### WHAT YOU ARE ASKED TO DO
Across all the entries below, count each line that holds "encryptedColl" and report the figure only.

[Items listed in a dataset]
[Start of section]

PR #1024, opened 2022-06-03
CDRIVER-4401 decrypt after emitting events

kevinAlbs:
# Summary

- Decrypt after emitting events

# Background & Motivation

Please see CDRIVER-4401 for more details.

Logic try to decrypt an error reply was considered. I do not think an error reply can contain ciphertext to decrypt.

Adding specification tests was considered. The legacy CSE test format, based on the legacy Transactions test format, [only supports assertions on command started events](https://github.com/mongodb/specifications/blob/master/source/transactions/tests/README.rst#test-format):

> expectations: Optional list of command-started events.

### DIFF
--- a/.evergreen/compile-unix.sh
+++ b/.evergreen/compile-unix.sh
@@ -228,7 +228,7 @@ pkg-config --modversion libssl || true
 if [ "$COMPILE_LIBMONGOCRYPT" = "ON" ]; then
    # Build libmongocrypt, using the previously fetched installed source.
    # TODO (CDRIVER-4397): add "--branch 1.5.0-rc0" in git clone once libmongocrypt 1.5.0-rc0 is released.
-   git clone https://github.com/mongodb/libmongocrypt
+   git clone https://github.com/kevinAlbs/libmongocrypt --branch fix-leak
    mkdir libmongocrypt/cmake-build
    cd libmongocrypt/cmake-build
    $CMAKE -DENABLE_SHARED_BSON=ON -DCMAKE_BUILD_TYPE="Debug" -DCMAKE_INSTALL_PREFIX="$INSTALL_DIR" -DCMAKE_PREFIX_PATH="$CMAKE_PREFIX_PATH" ../
--- a/.evergreen/compile-unix.sh
+++ b/.evergreen/compile-unix.sh
@@ -228,7 +228,7 @@ pkg-config --modversion libssl || true
 if [ "$COMPILE_LIBMONGOCRYPT" = "ON" ]; then
    # Build libmongocrypt, using the previously fetched installed source.
    # TODO (CDRIVER-4397): add "--branch 1.5.0-rc0" in git clone once libmongocrypt 1.5.0-rc0 is released.
-   git clone https://github.com/kevinAlbs/libmongocrypt --branch fix-leak
+   git clone https://github.com/mongodb/libmongocrypt
    mkdir libmongocrypt/cmake-build
    cd libmongocrypt/cmake-build
    $CMAKE -DENABLE_SHARED_BSON=ON -DCMAKE_BUILD_TYPE="Debug" -DCMAKE_INSTALL_PREFIX="$INSTALL_DIR" -DCMAKE_PREFIX_PATH="$CMAKE_PREFIX_PATH" ../
--- a/src/libmongoc/src/mongoc/mongoc-cluster.c
+++ b/src/libmongoc/src/mongoc/mongoc-cluster.c
@@ -553,18 +553,6 @@ mongoc_cluster_run_command_monitored (mongoc_cluster_t *cluster,
          cluster, cmd, compressor_id, reply, error);
    }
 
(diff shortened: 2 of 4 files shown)


.evergreen/compile-unix.sh
```diff
@@ -228,7 +228,7 @@ pkg-config --modversion libssl || true
 if [ "$COMPILE_LIBMONGOCRYPT" = "ON" ]; then
    # Build libmongocrypt, using the previously fetched installed source.
    # TODO (CDRIVER-4397): add "--branch 1.5.0-rc0" in git clone once libmongocrypt 1.5.0-rc0 is released.
-   git clone https://github.com/mongodb/libmongocrypt
+   git clone https://github.com/kevinAlbs/libmongocrypt --branch fix-leak
```
kevinAlbs, line 231: TODO: revert this change and the change in compile-windows.sh once https://github.com/mongodb/libmongocrypt/pull/357 is merged.

src/libmongoc/src/mongoc/mongoc-cluster.c
```diff
@@ -612,6 +600,18 @@ mongoc_cluster_run_command_monitored (mongoc_cluster_t *cluster,
       mongoc_apm_command_failed_cleanup (&failed_event);
    }
 
+   if (retval && _mongoc_cse_is_enabled (cluster->client)) {
```
jmikola, line 603: If I understand correctly, the two changes here are:

 * Moving `_mongoc_cse_auto_decrypt` until _after_ all APM callbacks have been dispatched
 * Only decrypting if the original command was successful

> Logic try to decrypt an error reply was considered. I do not think an error reply can contain ciphertext to decrypt.

Just throwing ideas here, but a possible edge case might be if an error message included some document data (e.g. duplicate value for unique index, JSON schema violation); however, I don't think that's important to handle.

src/libmongoc/tests/test-mongoc-client-side-encryption.c
```diff
@@ -4181,6 +4181,387 @@ test_unique_index_on_keyaltnames (void *unused)
...
+                          "socket error");
+   ASSERT (!got);
+   mongoc_cursor_destroy (cursor);
+   decryption_events_fixture_destroy (def);
+}
+
+/* test_decryption_events_decrypt_error is a regression test for CDRIVER-4401.
+ * Decrypt a reply with a malformed ciphertext.
+ * Expect an error returned and a CommandSucceeded event to be emitted with
+ * ciphertext. */
```
jmikola, line 4477: CommandSucceeded is expected because the command itself succeeds, and only decryption fails, correct?

jmikola (approved):

eramongodb (approved):

src/libmongoc/src/mongoc/mongoc-cluster.c
kevinAlbs: >If I understand correctly, the two changes here are:
>
> * Moving _mongoc_cse_auto_decrypt until after all APM callbacks have been dispatched
> * Only decrypting if the original command was successful

Correct.

> Just throwing ideas here, but a possible edge case might be if an error message included some document data (e.g. duplicate value for unique index, JSON schema violation); however, I don't think that's important to handle.

Good idea. A duplicate value for a unique index could include ciphertext in the response. Here is an example with the shell:

```js
db.encryptedColl.createIndex({encrypted: 1}, {unique: true})
db.runCommand({insert: "encryptedColl", documents: [{encrypted: "ciphertext"}]})
got = db.runCommand({insert: "encryptedColl", documents: [{encrypted: "ciphertext"}]})
printjson (got)
/* Prints:
{
    "n" : 0,
    "electionId" : ObjectId("7fffffff0000000000000001"),
    "opTime" : {
            "ts" : Timestamp(1654288999, 3),
            "t" : NumberLong(1)
    },
    "writeErrors" : [
            {
                    "index" : 0,
                    "code" : 11000,
                    "errmsg" : "E11000 duplicate key error collection: test.encryptedColl index: encrypted_1 dup key: { encrypted: \"ciphertext\" }",
                    "keyPattern" : {
                            "encrypted" : 1
                    },
                    "keyValue" : {
                            "encrypted" : "ciphertext"
                    }
            }
    ],
    "ok" : 1,
    "$clusterTime" : {
            "clusterTime" : Timestamp(1654289001, 1),
            "signature" : {
                    "hash" : BinData(0,"AAAAAAAAAAAAAAAAAAAAAAAAAAA="),
                    "keyId" : NumberLong(0)
            }
    },
    "operationTime" : Timestamp(1654288999, 3)
}
*/
```

However, trying to decrypt an error reply may also error. Rather than overwrite the original command error, I think it is preferable to return the command error immediately.

src/libmongoc/tests/test-mongoc-client-side-encryption.c
kevinAlbs: Correct.

PR #1028, opened 2022-06-06
Set MONGO_USE_CCACHE to OFF by default

eramongodb:
### Description

```
ccache: error: /home/ubuntu/.ccache/ccache.conf: No such file or directory
```

Various Evergreen tasks are failing spuriously due to the above ccache error frequently enough that I would like to suggest the option be disabled by default until the issue is properly tested and addressed.

### DIFF
--- a/build/cmake/CCache.cmake
+++ b/build/cmake/CCache.cmake
@@ -12,7 +12,7 @@
 find_program (CCACHE_EXECUTABLE ccache)
 if (CCACHE_EXECUTABLE)
     message (STATUS "Found ccache: ${CCACHE_EXECUTABLE}")
-    option (MONGO_USE_CCACHE "Use CCache when compiling" ON)
+    option (MONGO_USE_CCACHE "Use CCache when compiling" OFF)
 endif ()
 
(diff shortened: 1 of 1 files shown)


kevinAlbs (approved):
I think this will help with test stability.

build/cmake/CCache.cmake
```diff
@@ -12,7 +12,7 @@
 find_program (CCACHE_EXECUTABLE ccache)
 if (CCACHE_EXECUTABLE)
     message (STATUS "Found ccache: ${CCACHE_EXECUTABLE}")
-    option (MONGO_USE_CCACHE "Use CCache when compiling" ON)
+    option (MONGO_USE_CCACHE "Use CCache when compiling" OFF)
```
vector-of-bool, line 15: I would prefer that this be specified by a build script or evergreen option, as this pessimises the overwhelmingly common case where CCache will "just work."

eramongodb (commented):
Superceded by https://github.com/mongodb/mongo-c-driver/pull/1029.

[End of section]

### TASK OUTPUT
4